SUDAN WATCH: New tribal clashes, banditry and troop movements - access blocked to 150,000 - trouble may loom in east, south and far north of Sudan

Sunday, November 21, 2004

New tribal clashes, banditry and troop movements - access blocked to 150,000 - trouble may loom in east, south and far north of Sudan

Recently, John Garang, the leader of the largest rebel group in South Sudan, was quoted as saying that people in eastern Sudan and the far north may soon begin to feel marginalised and start up conflicts in bid for a share of resources and power.

Trouble looming in southern Sudan

In blackspots like Shilluk in southern Sudan where there was large-scale violence this year, a stream of rainy season floodwater, too deep for a pick-up filled with troops to cross safely, runs between the opposing frontlines. Analysts fear that when the dry season comes, later this month, government forces will return with a vengeance and seek to retake the territory they have lost.

Note, whenever news of peace talks and agreements come about, reports of the terrifying Ugandan rebel group led by Kony never fails to emerge. A few days ago, Kony had ordered his men to dig up a stash of hidden rifles and meet him in southern Sudan where he was pillaging villages.

Sudan rebels co-ordinate conflicts using satellite phones

During the past seven months, it's seemed obvious the rebels in Sudan are keen on the international community imposing sanctions on the government of Sudan.

Rebel groups use satellite phones and admit they have their ears glued to BBC radio news.

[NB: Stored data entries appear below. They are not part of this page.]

PR #5818, opened 2020-06-29
MM-26573 Support variations for one-byte emojis

hmhealey:
The original emoji parsing code I wrote expected unicode characters to be a fixed length (they aren't), and then when I mostly fixed that, I still left in logic that assumed that the first character of an emoji is a fixed two-byte length (it's not). This meant that most emojis with variations like skin tones were rendered correctly because most modern emoji code points (such as 👍) are two bytes long, but a few emojis came from older parts of the unicode specification (such as ✊ which is part of the Dingbats block) and those are only one byte long. For those one-byte emojis, we'd skip the second codepoint of the emoji which includes the skin colour selector in the case of ones like ✊🏿.

#### Ticket Link
https://mattermost.atlassian.net/browse/MM-26573


jgilliam17:
@hmhealey Should I be able to use :+1_dark_skin_tone: on the test server and have it render correctly? All hand emojis with `dark_skin_tone` appended ? Or is it only  `:fist_raised:` emoji?

hmhealey:
Any emoji with skin tones should support those suffixes (`_light_skin_tone`, `_medium_light_skin_tone`, `_medium_skin_tone`, `_medium_dark_skin_tone`, and `_dark_skin_tone`), but those don't appear in the autocomplete. They've been around for a while, but I was just using them here to show that the unicode emojis should work the same as ones using the emoji's name.

I'm not sure why `+1` doesn't work. It exists in the emoji data file, but it's not recognized by the web app. I think it's something to do with `:+1:` normally being handled by the code that handles emoticons like `:)`. I'll file a followup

In a bid to weaken and unseat their government, no doubt they could easily stir up trouble and goad the Janjaweed into violent actions. This would account for government's ferocious fight back and refusal to be the first to disarm. The rebels have even gone as far as to lay mines. One killed two British aid workers. It's a wonder how they get kitted out and receive their supplies over years - and decades.

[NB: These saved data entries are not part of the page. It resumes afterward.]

PR #5821, opened 2020-06-30
[MM-26493] Allow incoming webhooks owned by bot to override username

larkox:
#### Summary
Allow incoming webhooks owned by bot to override username

#### Ticket Link
https://mattermost.atlassian.net/secure/RapidBoard.jspa?rapidView=33&modal=detail&selectedIssue=MM-26493
Fix https://github.com/mattermost/mattermost-server/issues/14801

#### Related Pull Requests
None

#### Screenshots
None


DHaussermann:
@mickmister  or @crspeller can I please get some testing guidance on the setup. How would a bot be the owner of a webhook created on the Mattermost side?  
My undemanding is that webhooks are owned by their creators.

mickmister:
@DHaussermann This is what I'm thinking:

- start with a fresh cloud server
- make a user with the username `github`
- sign in with that user and make an incoming webhook
- convert the user to a bot with `/cloud mmcli (cloud server name) user convert github --bot`
- send a request to the webhook with `username` set in the payload, like it is set to `My fancy username` here [issue-mattermost-server-14801](https://github.com/mattermost/mattermost-server/issues/14801)
- Notice that it still says `github` as the bot's name in the resulting post, when you supply a different value in the webhook payload's `username` field

DHaussermann:
@larkox this solution does work. Webhooks owned by a bot can now user the username overwrite (both from MM and the payload). 
But, I see a regression here. Webhooks owned by bot now show duplicate `BOT` tag when the webhook posts. This does not reproduce on other branches.
ExtraBotTag

larkox:
@crspeller @mickmister Apparently, the reason not to process the bot is that the bot was already setting the bot badge by itself on the UserProfile component. The fix was simple, just don't add another bot badge if it is already a bot. Nevertheless, mentioning you in case you want to make any dev comment on the solution.

@DHaussermann This should be ready to review again.

DHaussermann:
Thanks @larkox taking a look now. 
Would the last commit also require another round of dev review?

larkox:
I personally think it is not necessary, but that is one of the reasons I mentioned both of them, in case they deem it necessary.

3,000 AU troops in Darfur by February 2005

Yesterday, Reuters report AU troops will increase from about 700 to more than 3,000 "in the coming months". Other reports have said extra AU troops will be in Darfur by the end of this month. 196 Gabonese troops who were due to reach El Fasher yesterday have been delayed because of conflict in Ivory Coast.

7,000 UN troops in Sudan by February 2005

The UN will deploy thousands, probably 7000 troops from different countries in south Sudan a month after the final peace deal is signed," said special envoy Jan Pronk in Khartoum yesterday. It's been known since last May that UN peacekeepers would enter Sudan to monitor the peace agreements, after they were signed. Back then, December was mentioned as the target date. The original plan has slipped by a month or two. It's not easy to see how this will help Darfur. Sudan is huge. Experts estimate 44,000 troops would be needed for Darfur, a region the size of France.

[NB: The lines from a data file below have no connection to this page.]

PR #5833, opened 2020-07-02
Select Team list container should scale in width based on browser window width #14197

sridhar02:
#### Summary
changes done for the issues mentioned in the ticket

#### Ticket Link

  Fixes https://github.com/mattermost/mattermost-server/issues/14197
  JIRA https://mattermost.atlassian.net/browse/MM-23749

#### Related Pull Requests

#### Screenshots

* overflow-y addition on the mobile view 
image

* Before the change when the max-width was 400px 

image

* after the max-width is set to 800px

image

### DIFF
--- a/components/select_team/select_team.jsx
+++ b/components/select_team/select_team.jsx
@@ -336,7 +336,7 @@ export default class SelectTeam extends React.PureComponent {
                 {headerButton}
                 <div className='col-sm-12'>
                     <div
-                        className={'signup-team__container'}
+                        className={'select-team__container signup-team__container'}
                     >
                         <img
                             alt={'signup team logo'}
--- a/sass/responsive/_mobile.scss
+++ b/sass/responsive/_mobile.scss
@@ -1886,10 +1886,6 @@
         max-height: calc(75vh - (118px + 187px));
     }
     
-    .signup-team-all .infinite-scroll {
-        overflow-y: auto;
-    }
-    
 }
 
 @media screen and (max-width: 640px) {
--- a/sass/responsive/_mobile.scss
+++ b/sass/responsive/_mobile.scss
@@ -1885,6 +1885,11 @@
     .signup-team-all {
         max-height: calc(75vh - (118px + 187px));
     }
+    
+    .signup-team-all .infinite-scroll {
+        overflow-y: auto;
+    }
+    
 }
 
 @media screen and (max-width: 640px) {
--- a/components/select_team/__snapshots__/select_team.test.jsx.snap
+++ b/components/select_team/__snapshots__/select_team.test.jsx.snap
@@ -10,7 +10,7 @@ exports[`components/select_team/SelectTeam should match snapshot 1`] = `
     className="col-sm-12"
   >
     <div
-      className="signup-team__container"
+      className="select-team__container signup-team__container"
     >
       <img
         alt="signup team logo"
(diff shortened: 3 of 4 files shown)


esethna:
Thanks @sridhar02, looks good from my end! Adding @andrewbrown00 for a UX review

jgilliam17:
I noticed login screen email/password fields width has changed on the test server.
Is this intentional? 
Screen Shot 2020-07-10 at 12 16 30 PM

sridhar02:
@jgilliam17,actullay it was mentioned in the task to change the width of the teams to 800px, I have changed it and it is effecting the sign-in also as they are using the same styles for both the teams and the sign-in pages.
image

andrewbrown00:
@sridhar02 thanks for the contribution here 👍  

Changes to the `Teams` page looks good ✅ 

image

**Item to resolve**
- [ ] Revert the `Login` page back the previous width, it's too wide

Current | Expected (previous)
----- | -----
image | image

jgilliam17:
Thank you @sridhar02 
Team list page looks good.

@andrewbrown00 found two more instance where field width was increased. Should this also be reverted? Team URL screen actually looks better with the wider field, where most of the url is visible. 

Create a Team 

Screen Shot 2020-07-14 at 10 31 29 AM

Team URL screen 

Screen Shot 2020-07-14 at 10 32 12 AM

andrewbrown00:
> @andrewbrown00 found two more instance where field width was increased. Should this also be reverted? Team URL screen actually looks better with the wider field, where most of the url is visible.

Thanks @jgilliam17, yes, all non-team page instances should be reverted 🙂

sridhar02:
@jgilliam17 @andrewbrown00 I have reverted the changes and made changes that will be applicable to the team container u can check it.

andrewbrown00:
> @jgilliam17 @andrewbrown00 I have reverted the changes and made changes that will be applicable to the team container u can check it.

Looks good from my end. Thanks for quick updates 🙂 , I'll let @jgilliam17 do her review too.

components/select_team/select_team.jsx
```diff
@@ -336,7 +336,7 @@ export default class SelectTeam extends React.PureComponent {
                 {headerButton}
                 <div className='col-sm-12'>
                     <div
-                        className={'signup-team__container'}
+                        className={'select-team__container signup-team__container'}
```
calebroseland, line 339: Thanks for isolating, I've been thinking we need a unique class to distinguish some of these screens.

sass/responsive/_mobile.scss
```diff
@@ -1851,6 +1851,11 @@
     .signup-team-all {
         max-height: calc(75vh - (118px + 187px));
     }
+    
+    .signup-team-all .infinite-scroll {
+        overflow-y: auto;
+    }
```
calebroseland, line 1857: This selector doesn't seem to hit the element I presume that it targets.

```html
<div class="infinite-scroll signup-team-all">
```
?
```css
.signup-team-all.infinite-scroll {
    overflow-y: auto;
}
```

digging into this further, though.. I don't know that this is even needed, as the following already kicks in on hover inside (e.g. you start to drag on mobile)
```css
.infinite-scroll:hover {
    overflow-y: scroll;
    overflow-y: overlay;
}
```

sridhar02: yes, I have not checked in that way, I think it working on the hover, so I deleted this class now 
```js
.signup-team-all.infinite-scroll {
    overflow-y: auto;
}
```

sudheerDev:
Thank you @sridhar02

Incentives to delay peace agreement December 31

Over the past six months, Sudan's rebels have accused Khartoum of dragging their feet to make more money from oil. Both sides say they hope to sign a peace agreement on December 31, when Khartoum will have to share Sudan's oil revenues.

Khartoum have incentives to delay - they don't have to pay out and the land for oil business continues to be cleared of its inhabitants.

The rebels also have an incentive. The longer they can keep fighting and goading Sudan's forces and loyalist militias into violent actions, the more pressure they know the international community will bring to bear on Khartoum to disarm their militias or suffer sanctions.

If both sides run out of delaying tactics, they still have one issue that remains to be ironed out. John Danforth, referred to it as "a math problem": about which side pays for rebel fighters who do not join regular government forces after the peace settlement.

All of what's happened on the diplomatic front over the past 3-4 years would make sense if it turns out the international community are supporting the rebels in a bid to weaken or oust the genocidal dictatorship in Khartoum.

New tribal clashes, banditry and troop movements

Yesterday, UN and AU officials confirmed tribal clashes, banditry and troop movements are blocking crucial deliveries of food aid in North Darfur despite recent peace agreements.

The AU said it was investigating reports that 14 people had been killed in two separate incidents since Thursday near the town of Tawilla, about 60 kilometres (40 miles) west of El Fasher, the capital of North Darfur state.

Access blocked to 150,000 people in need of aid

Tawilla sits along the main transit corridor westwards from El Fasher, but two weeks of escalating banditry and fighting in the area has turned the route into a "no-go zone" on U.N. maps, blocking access to some 150,000 displaced people.

A WFP convoy of 25 trucks carrying 250 tonnes of food was due to leave El Fasher on Monday, but was on hold until the situation improved, leaving many without their monthly rations of cereal, salt and other foodstuffs.

"It's a disaster to close that road because it prevents distribution of food to Tawilla and Kebkabiya, which are the main distribution areas for North Darfur," said Janse Sorman, an official with the U.N. World Food Programme in El Fasher.